Problem: Copy every line of the records that includes the word "search".

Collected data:
◆ ◆ ◆ ◆ ◆ ◆ ◆

PR #920, opened 2026-05-27
:bug: Skip empty result section when accelerator has enable_enlarge=false

### LINKED ISSUE #919: Empty result section is rendered for accelerated classes even when enable_enlarge is false
### Are you willing to create (at a later stage) a PR for that?

Yes

### iTop version

3.2.2-1

### PHP version

8.2

## Context

  When configuring `full_text_accelerators` with `enable_enlarge => false` on a class, iTop still renders an empty "0 result" section for that class in the global search results. The section contains only a header (`Found 0 object(s) of class X.`) with no actionable
  button, since the enlarge action is explicitly disabled by configuration.

  On instances with several accelerated classes configured this way, the user has to scroll past a stack of dead-end "0 result" sections to reach the classes that actually matched the query.

  ## Steps to reproduce

  1. Add the following to `conf/production/config-itop.php` in `$MySettings`:

     ```php
     'full_text_accelerators' => array(
         'Person' => array(
             'query'          => 'SELECT Person WHERE name LIKE :needle OR first_name LIKE :needle OR email LIKE :needle',
             'attributes'     => array('name'),
             'enable_enlarge' => false,
         ),
     ),
     ```

  2. Log in to the iTop backoffice.

  3. In the global search bar, enter a string that does **not** match any `Person` record (e.g. `zzzzzz`) and press Enter.

  4. **Expected:** no `Person` section is rendered in the results — there is no actionable content to show.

◆ ◆ ◆ ◆ ◆ ◆ ◆

Exercise response:
  When configuring `full_text_accelerators` with `enable_enlarge => false` on a class, iTop still renders an empty "0 result" section for that class in the global search results. The section contains only a header (`Found 0 object(s) of class X.`) with no actionable
  3. In the global search bar, enter a string that does **not** match any `Person` record (e.g. `zzzzzz`) and press Enter.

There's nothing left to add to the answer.